Past as prologue: The Bin Laden saga

Jul 11, 2013

Robert Grenier

 If there were one, simple conclusion to be drawn from the report of the Pakistani commission established to investigate Operation Neptune Spear - the US raid on Abbottabad, in which Osama bin Laden was killed on May 2, 2011 - it would be that there are times when things are precisely as they appear. The long-suppressed Abbottabad Commission report has now emerged to provide a timely reminder of a truism which this author learned long ago through hard experience: When seeking to explain negative events, and given a choice between some grand conspiracy and simple incompetence, bet on incompetence every time.
Who would have guessed? Surely, few either in the US or Pakistan were prepared to believe that Osama bin Laden, easily the most wanted man in the world, could have lived for years with multiple wives and many children in the heart of a town in settled areas, a mere kilometre from Pakistan's Military Academy, without anyone in Pakistani officialdom any the wiser.
And yet that is precisely what the Commission found.

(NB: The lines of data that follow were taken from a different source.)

PR #930, opened 2015-10-15
added php versions matrix

EmanueleMinotto:
|Q            |A  |
|---          |---|
|Fixed Tickets|   |

Added current PHP releases available on http://windows.php.net/download/


mmoreram:
Great :D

It is one of the great ironies of this affair that had the planners of the US raid had more faith in the passivity and incompetence of their Pakistani counterparts, they might have been willing to bring the Pakistanis at least partly into confidence and sought their assistance in raiding the compound in question, thus avoiding a huge public embarrassment for the Pakistanis. But the Americans had no such confidence: Faced with the clear risk of official Pakistani complicity in hiding bin Laden, they had no choice but to move against him unilaterally.

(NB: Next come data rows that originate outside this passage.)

PR #932, opened 2015-10-16
types casting

EmanueleMinotto:
Related to https://github.com/elcodi/elcodi/pull/909

This PR includes strict parameters casting.

### DIFF
--- a/src/Elcodi/Component/User/Entity/Interfaces/LastLoginInterface.php
+++ b/src/Elcodi/Component/User/Entity/Interfaces/LastLoginInterface.php
@@ -17,6 +17,8 @@
 
 namespace Elcodi\Component\User\Entity\Interfaces;
 
+use DateTime;
+
 /**
  * Interface LastLoginInterface
  */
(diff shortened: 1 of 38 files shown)


src/Elcodi/Component/User/Entity/Interfaces/LastLoginInterface.php
```diff
@@ -36,5 +36,5 @@ public function getLastLoginAt();
      *
      * @return $this Self object
      */
-    public function setLastLoginAt($lastLoginAt);
+    public function setLastLoginAt(\DateTime $lastLoginAt);
```
mmoreram: We should avoid complete namespaces here. Instead of that, we should use here `DateTime` here, adding as well the use statemenet on the top of the file (Everywhere but Traits, remember)

mmoreram:
This PR is very important, because will carry some BC Breaks.
So, with the right communication we can do that.
I would add to this PR some extra things:
* Adding the null default value to these Object setters that can handle null values

EmanueleMinotto:
Moved to https://github.com/elcodi/elcodi/pull/943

There were yet other alleged conspiracies which the Commission report has debunked: How, it was asked, could multiple US helicopters have penetrated some 100 kilometres into Pakistani territory, flying for over an hour each way, conducted a noisy operation in a military cantonment area, actually blown up one of their crippled craft on the ground, and made good their departure without generating any reaction, either from the Pakistani air defence system or by local security forces in Abbottabad? How could the Americans have even hoped to pull this off, without quiet assurances from the Pakistani side? Yet the Commission found that they could, and did. If there were any Pakistani complicity, the Commission could find no evidence of it.
In fact, the Commission summed up its findings concerning the government of Pakistan in the bin Laden affair in three words, reiterated several times: Negligence, inefficiency, and incompetence
One would have difficulty making a case to suggest that the Commission were somehow trying to protect Pakistani officialdom, indicting their fecklessness to avoid the greater charge of treasonous complicity in a blatant violation of Pakistani sovereignty. No one who reads this report can doubt the fierce independence of its authors, who shrewdly, and amusingly, point out that commissions such as theirs are appointed by governments for one of two reasons: Either because they eagerly desire to catalogue the malfeasance of a previous regime, or because they have no choice but to grudgingly accede to overwhelming public and parliamentary demand for an accounting of their own behaviour.
The Commission firmly places itself in the latter category. Given its scathing appraisal of virtually every aspect of the Pakistani government's performance regarding bin Laden, there is little wonder that the Commission's handiwork has been suppressed.